§ **Instructions to follow**: The word "NULL" marks the lines to copy; find all of them in the entries below.

Segment Open

PR #1801, opened 2018-04-12
<sway/man: In sway(5) treat scale as keyword for output command>

bobsaintcool:
Signed-off-by: Quentin Bourgeois <quentin@bourgeois.eu>


SirCmpwn:
Thanks!

PR #1803, opened 2018-04-13
swaylock: Securely zero-out password.

ggreer:
- Replace char* with static array. Any chars > 1024 will be discarded.
- mlock() password buffer so it can't be written to swap.
- Clear password buffer after auth succeeds or fails.

This is basically the same treatment I gave the 0.15 branch in https://github.com/swaywm/sway/pull/1519


SirCmpwn:
Thanks!

PR #1804, opened 2018-04-13
Fix crashes

martinetd:
I'm not 100% sure about last commit but I can't seem to reproduce any problem with that, and removing the other container's parent looks wrong to me.
Rest should be ok.

I get one more crash with container_move doing random moves (`[sway/desktop/xwayland.c:154] configure:view must be within tree to set position`) that I don't have time to look at, should I open an issue? (you asked not to open issues for this branch, but this part already has been reworked?)


sway/tree/layout.c
```diff
@@ -404,7 +404,7 @@ void container_move(struct sway_container *container,
 				sibling = NULL;
 			} else {
 				wlr_log(L_DEBUG, "Reparenting container (perpendicular)");
-				container_remove_child(container);
+				container_remove_child(sibling);
```
SirCmpwn: Elaborate on this

SirCmpwn:
>you asked not to open issues for this branch, but this part already has been reworked?

If you're writing patches you can open tickets

sway/tree/layout.c
martinetd: All I have is that backtrace:
```
==1977==ERROR: AddressSanitizer: SEGV on unknown address 0x000000000048 (pc 0x00000045368b bp 0x7fffe1220f30 sp 0x7fffe1220f10 T0)
==1977==The signal is caused by a READ memory access.
==1977==Hint: address points to the zero page.
    #0 0x45368a in container_remove_child ../sway/tree/layout.c:124
    #1 0x4555c8 in container_move ../sway/tree/layout.c:410
    #2 0x440543 in cmd_move ../sway/commands/move.c:180
    #3 0x40c3c1 in execute_command ../sway/commands.c:358
    #4 0x4312ae in keyboard_execute_command ../sway/input/keyboard.c:98
    #5 0x4317d5 in keyboard_execute_bindsym ../sway/input/keyboard.c:166
    #6 0x432fdc in handle_keyboard_key ../sway/input/keyboard.c:372
    #7 0x7f9dcd054e58 in wlr_signal_emit_safe ../util/signal.c:29
    #8 0x7f9dccffcfda in handle_keyboard_key ../backend/libinput/keyboard.c:71
    #9 0x7f9dccffbaaa in wlr_libinput_readable ../backend/libinput/backend.c:35
    #10 0x7f9dcd2bcf01 in wl_event_loop_dispatch (/lib64/libwayland-server.so.0+0x9f01)
    #11 0x7f9dcd2bb601 in wl_display_run (/lib64/libwayland-server.so.0+0x8601)
    #12 0x40abcc in server_run ../sway/server.c:140
    #13 0x409ab5 in main ../sway/main.c:418
    #14 0x7f9dcc7ae1ba in __libc_start_main (/lib64/libc.so.6+0x231ba)
    #15 0x408039 in _start (/opt/wayland/bin/sway+0x408039)
```

Now that I'm looking at it again you're right, this change is most likely wrong - I was just thinking that since we're messing with sibling it would make more sense to move it out but we are adding `container` back in so that was likely as intended, just something wrong with it.

I'll just remove that commit and open an issue, this is very close to the other crash I couldn't spend time on

PR #1811, opened 2018-04-13
Fix gcc warnings

martinetd:
Similar to wlroots as well, some string truncations
 * the -1s are harmless since we manually force the final \0 all the time;
 * the strncpy->strcpy is because we based the strncpy on the source length and gcc complained that we never wrote the final \0 then when adding 1 that `strncpy(dst, src, strlen(str)+1)` is useless..........

and another maybe-uninitialized variable

### DIFF
--- a/common/ipc-client.c
+++ b/common/ipc-client.c
@@ -48,7 +48,7 @@ int ipc_open_socket(const char *socket_path) {
 		sway_abort("Unable to open Unix socket");
 	}
 	addr.sun_family = AF_UNIX;
-	strncpy(addr.sun_path, socket_path, sizeof(addr.sun_path));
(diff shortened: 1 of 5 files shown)


common/ipc-client.c
```diff
@@ -48,7 +48,7 @@ int ipc_open_socket(const char *socket_path) {
 		sway_abort("Unable to open Unix socket");
 	}
 	addr.sun_family = AF_UNIX;
-	strncpy(addr.sun_path, socket_path, sizeof(addr.sun_path));
+	strncpy(addr.sun_path, socket_path, sizeof(addr.sun_path)-1);
```
SirCmpwn: spaces around operators

martinetd: force pushed spaces (and rebased)

emersion:
Thanks!

Issue #1797, opened 2018-04-11
Empty workspaces are not removed when they're unfocused from another output


SirCmpwn:
Setup:

```
(output 1
  (workspace 1 focus))
(output 2
  (workspace 2 (views...))
  (workspace 3 focus-inactive))
```

Run `workspace 2` and focus will switch to it, but 3 will not be cleaned up.

PR #1816, opened 2018-04-15
remove empty workspace when focusing its output

thejan2009:
Until now, focus changing code only considered cleaning up the last focused
workspace. This commit adds removal of empty workspace from output that just
received focus on a different workspace.

Fixes: #1797


SirCmpwn:
Thanks!

Issue #1650, opened 2018-03-30
Atomic layout updates


SirCmpwn:
We want every frame to be perfect - every buffer shown at its native size, no windows overlaying (in the tiled layout), etc. Accomplishing this is non-trivial. The plan is, in discrete tasks:

# 1. Refactor arrange_windows

Currently, `arrange_windows` lays out the windows, writes the desired boxes of everything to the tree, and sends configure events to clients. This needs to be broken into three steps, which will currently just be called at once (not attempting to be atomic, just refactoring the current behavior). The three steps are:

Call `arrange_layout`, which should most of the work `arrange_windows` does today, but outputs a list of:

```
struct container_layout {
    struct sway_container *container;
    struct wlr_box box;
};
```

We will call this list the "layout". Next, call `configure_layout`, which should send configure events to clients affected by the layout update.

```
for pending in layout:
   client.send_configure <- pending.box
```

Finally, call `apply_layout` to syncronize a potential layout with the actual sway tree.

```
for pending in layout:
    swayc.box <- pending.box
```

Now, let's change `arrange_windows` to look like this:

```
void arrange_windows(struct sway_container *container) {
    struct wl_list layout; // container_layout::link
    layout <- arrange_layout <- container
    configure_layout <- layout
    apply_layout <- layout
}
```

# 2. Wait to apply layouts until all clients are ready

We now need to stash the configure serials for each client that was notified of pending changes. We define this data structure:

```
struct pending_configure {
    int serial;
    struct wl_list link;
};

struct pending_layout {
    struct wl_list layout; // container_layout::link
    struct wl_list configures; // pending_configure::link
};
```

Then we update `arrange_windows`:

```
void arrange_windows(struct sway_container *container) {
    struct pending_layout pending;
    pending.layout <- arrange_layout <- container
    pending.configures <- configure_layout <- pending.layout
    root_container.pending layouts <- pending
}
```

Notably, we don't call `apply_layout`. Instead, we stow the pending layout somewhere and we update the `ack_configure` handler for the shell to look up the pending layout.

```
handle_ack_configure(...) {
    pending_layout <- find pending layout
    pending_configure <- find pending configure
    wl_list_remove(pending_configure.link)
    if empty(pending_layout.configures):
        apply_layout <- pending_layout.layout
}
```

**Milestone**: non-interactive updates will be atomic (mode changes, switch layout from splitv to splith, etc)

# 3. Stash textures on each ack configure

[...]

PR #1817, opened 2018-04-16
Implement fullscreen

RyanDwyer:
This implements `fullscreen enable`, `fullscreen disable`, `fullscreen toggle`, and allows views to request fullscreen.

This is my first significant PR for sway and I've had to learn a lot about how everything works, so please scrutinise this carefully.

Note that sway 0.15 allows the command `fullscreen` without any arguments which acts as toggle, but this is different to the i3 user guide so I've implemented it as described above. As a result, if you're porting config from sway 0.15 you may need to update your command to be `fullscreen toggle`.

wl_shell seems a bit lacking with its fullscreen ability, and from what I understand wl_shell is deprecated anyway, so I've not implemented fullscreen for that. If someone could confirm then that'd be appreciated.

There is one known issue, and that is that popups don't show when the parent view is fullscreen, but I'd like to either resolve that in a separate PR or leave it for someone else to look into.

Tests:

* Run fullscreen enable, fullscreen disable, fullscreen toggle on an xdg_v6 view
* Run fullscreen enable, fullscreen disable, fullscreen toggle on an xwayland view
* Attempt to fullscreen a container - should be ignored 
* Fullscreen a view, then kill it
* Open two views on one workspace, fullscreen one, then attempt to focus the other - focus should remain on fullscreen view
* Open two views on different workspaces, fullscreen one, then attempt to focus the other and back again - workspaces should focus correctly
* Fullscreen view, then move view to another workspace - view should be unfullscreened
* Make an xwayland view request fullscreen, eg. launch firefox and press F11
* Make an xdg_v6 view request fullscreen, eg. launch `mpv --opengl-backend=wayland` and press f

### DIFF
--- a/include/sway/tree/container.h
+++ b/include/sway/tree/container.h
@@ -72,7 +72,6 @@ struct sway_container {
 	// For C_OUTPUT, this is the output position in layout coordinates
 	// For other types, this is the position in output-local coordinates
 	double x, y;
-	double saved_x, saved_y;
 	// does not include borders or gaps.
 	double width, height;
 
--- a/include/sway/tree/container.h
+++ b/include/sway/tree/container.h
@@ -45,6 +45,7 @@ enum sway_container_border {
 
 struct sway_root;
 struct sway_output;
+struct sway_workspace;
 struct sway_view;
 
 struct sway_container {
@@ -52,6 +53,7 @@ struct sway_container {
 		// TODO: Encapsulate state for other node types as well like C_CONTAINER
 		struct sway_root *sway_root;
 		struct sway_output *sway_output;
+		struct sway_workspace *sway_workspace;
 		struct sway_view *sway_view;
 	};
 
@@ -74,9 +76,6 @@ struct sway_container {
 	double x, y;
 	// does not include borders or gaps.
 	double width, height;
-
-	// For C_WORKSPACE only
-	struct sway_view *fullscreen;
 
 	list_t *children;
 
--- a/include/sway/tree/container.h
+++ b/include/sway/tree/container.h
@@ -72,8 +72,12 @@ struct sway_container {
 	// For C_OUTPUT, this is the output position in layout coordinates
 	// For other types, this is the position in output-local coordinates
 	double x, y;
+	double saved_x, saved_y;
 	// does not include borders or gaps.
 	double width, height;
+
+	// For C_WORKSPACE only
+	struct sway_view *fullscreen;
 
 	list_t *children;
 
--- a/sway/commands/fullscreen.c
+++ b/sway/commands/fullscreen.c
@@ -1,0 +1,40 @@
+#include <wlr/types/wlr_wl_shell.h>
+#include "log.h"
+#include "sway/commands.h"
+#include "sway/config.h"
+#include "sway/tree/container.h"
+#include "sway/tree/view.h"
+#include "sway/tree/layout.h"
+
+// fullscreen toggle|enable|disable
+struct cmd_results *cmd_fullscreen(int argc, char **argv) {
+	struct cmd_results *error = NULL;
+	if (config->reading) return cmd_results_new(CMD_FAILURE, "fullscreen", "Can't be used in config file.");
+	if (!config->active) return cmd_results_new(CMD_FAILURE, "fullscreen", "Can only be used when sway is running.");
+	if ((error = checkarg(argc, "fullscreen", EXPECTED_AT_LEAST, 1))) {
+		return error;
+	}
+	struct sway_container *container =
+		config->handler_context.current_container;
+	if (container->type != C_VIEW) {
+		return cmd_results_new(CMD_INVALID, "fullscreen",
+				"Only views can fullscreen");
+	}
+	struct sway_view *view = container->sway_view;
+	bool wants_fullscreen;
+
+	if (strcmp(argv[0], "enable") == 0) {
+		wants_fullscreen = true;
+	} else if (strcmp(argv[0], "disable") == 0) {
+		wants_fullscreen = false;
+	} else if (strcmp(argv[0], "toggle") == 0) {
+		wants_fullscreen = !view->is_fullscreen;
+	} else {
+		return cmd_results_new(CMD_INVALID, "fullscreen",
+				"Expected 'fullscreen <enable|disable|toggle>'");
+	}
+
+	view_set_fullscreen(view, wants_fullscreen);
+
+	return cmd_results_new(CMD_SUCCESS, NULL, NULL);
+}
--- a/sway/commands/fullscreen.c
+++ b/sway/commands/fullscreen.c
@@ -6,8 +6,11 @@
 #include "sway/tree/view.h"
 #include "sway/tree/layout.h"
 
-// fullscreen toggle|enable|disable
 struct cmd_results *cmd_fullscreen(int argc, char **argv) {
+	struct cmd_results *error = NULL;
+	if ((error = checkarg(argc, "fullscreen", EXPECTED_LESS_THAN, 2))) {
+		return error;
+	}
 	struct sway_container *container =
 		config->handler_context.current_container;
 	if (container->type != C_VIEW) {
@@ -25,7 +28,7 @@ struct cmd_results *cmd_fullscreen(int argc, char **argv) {
 		wants_fullscreen = false;
 	} else {
 		return cmd_results_new(CMD_INVALID, "fullscreen",
-				"Expected 'fullscreen' or fullscreen <enable|disable|toggle>'");
+				"Expected 'fullscreen' or 'fullscreen <enable|disable|toggle>'");
 	}
 
 	view_set_fullscreen(view, wants_fullscreen);
--- a/sway/commands/fullscreen.c
+++ b/sway/commands/fullscreen.c
@@ -8,12 +8,6 @@
 
 // fullscreen toggle|enable|disable
 struct cmd_results *cmd_fullscreen(int argc, char **argv) {
-	struct cmd_results *error = NULL;
-	if (config->reading) return cmd_results_new(CMD_FAILURE, "fullscreen", "Can't be used in config file.");
-	if (!config->active) return cmd_results_new(CMD_FAILURE, "fullscreen", "Can only be used when sway is running.");
-	if ((error = checkarg(argc, "fullscreen", EXPECTED_AT_LEAST, 1))) {
-		return error;
-	}
 	struct sway_container *container =
 		config->handler_context.current_container;
 	if (container->type != C_VIEW) {
@@ -23,15 +17,15 @@ struct cmd_results *cmd_fullscreen(int argc, char **argv) {
 	struct sway_view *view = container->sway_view;
 	bool wants_fullscreen;
 
-	if (strcmp(argv[0], "enable") == 0) {
+	if (argc == 0 || strcmp(argv[0], "toggle") == 0) {
+		wants_fullscreen = !view->is_fullscreen;
+	} else if (strcmp(argv[0], "enable") == 0) {
 		wants_fullscreen = true;
 	} else if (strcmp(argv[0], "disable") == 0) {
 		wants_fullscreen = false;
-	} else if (strcmp(argv[0], "toggle") == 0) {
-		wants_fullscreen = !view->is_fullscreen;
 	} else {
 		return cmd_results_new(CMD_INVALID, "fullscreen",
-				"Expected 'fullscreen <enable|disable|toggle>'");
+				"Expected 'fullscreen' or fullscreen <enable|disable|toggle>'");
 	}
 
 	view_set_fullscreen(view, wants_fullscreen);
--- a/sway/desktop/output.c
+++ b/sway/desktop/output.c
@@ -469,6 +469,12 @@ void output_damage_view(struct sway_output *output, struct sway_view *view,
 		return;
 	}
 
+	struct sway_container *workspace = container_parent(view->swayc,
+			C_WORKSPACE);
+	if (workspace->sway_workspace->fullscreen && !view->is_fullscreen) {
+		return;
+	}
+
 	struct damage_data data = {
 		.output = output,
 		.whole = whole,
--- a/sway/desktop/output.c
+++ b/sway/desktop/output.c
@@ -22,6 +22,7 @@
 #include "sway/tree/container.h"
 #include "sway/tree/layout.h"
 #include "sway/tree/view.h"
+#include "sway/tree/workspace.h"
 
 struct sway_container *output_by_name(const char *name) {
 	for (int i = 0; i < root_container.children->length; ++i) {
@@ -275,9 +276,9 @@ static void render_output(struct sway_output *output, struct timespec *when,
 
 	struct sway_container *workspace = output_get_active_workspace(output);
 
-	if (workspace->fullscreen) {
+	if (workspace->sway_workspace->fullscreen) {
 		wlr_output_set_fullscreen_surface(wlr_output,
-				workspace->fullscreen->surface);
+				workspace->sway_workspace->fullscreen->surface);
 	} else {
 		wlr_output_set_fullscreen_surface(wlr_output, NULL);
 		render_layer(output,
--- a/sway/desktop/output.c
+++ b/sway/desktop/output.c
@@ -229,7 +229,11 @@ static void render_container_iterator(struct sway_container *con,
 
 static void render_container(struct sway_output *output,
 		struct sway_container *con) {
-	container_descendants(con, C_VIEW, render_container_iterator, output);
+	if (con->type == C_VIEW) { // Happens if a view is fullscreened
+		render_container_iterator(con, output);
+	} else {
+		container_descendants(con, C_VIEW, render_container_iterator, output);
+	}
 }
 
 static struct sway_container *output_get_active_workspace(
@@ -277,10 +281,8 @@ static void render_output(struct sway_output *output, struct timespec *when,
 	struct sway_container *workspace = output_get_active_workspace(output);
 
 	if (workspace->sway_workspace->fullscreen) {
-		wlr_output_set_fullscreen_surface(wlr_output,
-				workspace->sway_workspace->fullscreen->surface);
+		render_container(output, workspace->sway_workspace->fullscreen->swayc);
 	} else {
-		wlr_output_set_fullscreen_surface(wlr_output, NULL);
 		render_layer(output,
 				&output->layers[ZWLR_LAYER_SHELL_V1_LAYER_BACKGROUND]);
 		render_layer(output, &output->layers[ZWLR_LAYER_SHELL_V1_LAYER_BOTTOM]);
--- a/sway/desktop/output.c
+++ b/sway/desktop/output.c
@@ -287,11 +287,9 @@ static void render_output(struct sway_output *output, struct timespec *when,
 		render_container(output, workspace);
 
 		render_unmanaged(output, &root_container.sway_root->xwayland_unmanaged);
-
-		render_layer(output, &output->layers[ZWLR_LAYER_SHELL_V1_LAYER_TOP]);
-		render_layer(output,
-				&output->layers[ZWLR_LAYER_SHELL_V1_LAYER_OVERLAY]);
 	}
+	render_layer(output, &output->layers[ZWLR_LAYER_SHELL_V1_LAYER_TOP]);
+	render_layer(output, &output->layers[ZWLR_LAYER_SHELL_V1_LAYER_OVERLAY]);
 
 renderer_end:
 	if (root_container.sway_root->debug_tree) {
--- a/sway/desktop/output.c
+++ b/sway/desktop/output.c
@@ -273,17 +273,25 @@ static void render_output(struct sway_output *output, struct timespec *when,
 	float clear_color[] = {0.25f, 0.25f, 0.25f, 1.0f};
 	wlr_renderer_clear(renderer, clear_color);
 
-	render_layer(output, &output->layers[ZWLR_LAYER_SHELL_V1_LAYER_BACKGROUND]);
-	render_layer(output, &output->layers[ZWLR_LAYER_SHELL_V1_LAYER_BOTTOM]);
-
 	struct sway_container *workspace = output_get_active_workspace(output);
-	render_container(output, workspace);
 
-	render_unmanaged(output, &root_container.sway_root->xwayland_unmanaged);
+	if (workspace->fullscreen) {
+		wlr_output_set_fullscreen_surface(wlr_output,
+				workspace->fullscreen->surface);
+	} else {
+		wlr_output_set_fullscreen_surface(wlr_output, NULL);
+		render_layer(output,
+				&output->layers[ZWLR_LAYER_SHELL_V1_LAYER_BACKGROUND]);
+		render_layer(output, &output->layers[ZWLR_LAYER_SHELL_V1_LAYER_BOTTOM]);
 
-	// TODO: consider revising this when fullscreen windows are supported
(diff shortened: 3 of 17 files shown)


sway/desktop/output.c
```diff
@@ -273,17 +273,25 @@ static void render_output(struct sway_output *output, struct timespec *when,
...
+		render_container(output, workspace);
 
-	// TODO: consider revising this when fullscreen windows are supported
-	render_layer(output, &output->layers[ZWLR_LAYER_SHELL_V1_LAYER_TOP]);
-	render_layer(output, &output->layers[ZWLR_LAYER_SHELL_V1_LAYER_OVERLAY]);
+		render_unmanaged(output, &root_container.sway_root->xwayland_unmanaged);
+
+		render_layer(output, &output->layers[ZWLR_LAYER_SHELL_V1_LAYER_TOP]);
+		render_layer(output,
+				&output->layers[ZWLR_LAYER_SHELL_V1_LAYER_OVERLAY]);
```
ascent12: I think these are still supposed to be rendered, even if there is a fullscreen surface.

atomnuker: I disagree, make it an option.

emersion: We discussed this on IRC and agreed we should add an option for this.

SirCmpwn: We shouldn't give people an option to skip the overlay layer when something is fullscreen, that's just a footgun waiting to happen (it would break lock screens, for example).

SirCmpwn: But we can give them a choice of putting fullscreen views between the shell layer and top layer, or between top and overlay.

sway/input/seat.c
```diff
@@ -448,6 +448,20 @@ void seat_set_focus_warp(struct sway_seat *seat,
...
 
+	struct sway_container *last_workspace = last_focus;
+	if (last_workspace && last_workspace->type != C_WORKSPACE) {
+		last_workspace = container_parent(last_workspace, C_WORKSPACE);
+	}
+	struct sway_container *new_workspace = container;
+	if (new_workspace && new_workspace->type != C_WORKSPACE) {
+		new_workspace = container_parent(new_workspace, C_WORKSPACE);
+	}
+
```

Segment Closed

§ **Result of the task**:
 				sibling = NULL;
+	struct cmd_results *error = NULL;
+	return cmd_results_new(CMD_SUCCESS, NULL, NULL);
+	struct cmd_results *error = NULL;
-	struct cmd_results *error = NULL;
 		wlr_output_set_fullscreen_surface(wlr_output, NULL);
-		wlr_output_set_fullscreen_surface(wlr_output, NULL);
+		wlr_output_set_fullscreen_surface(wlr_output, NULL);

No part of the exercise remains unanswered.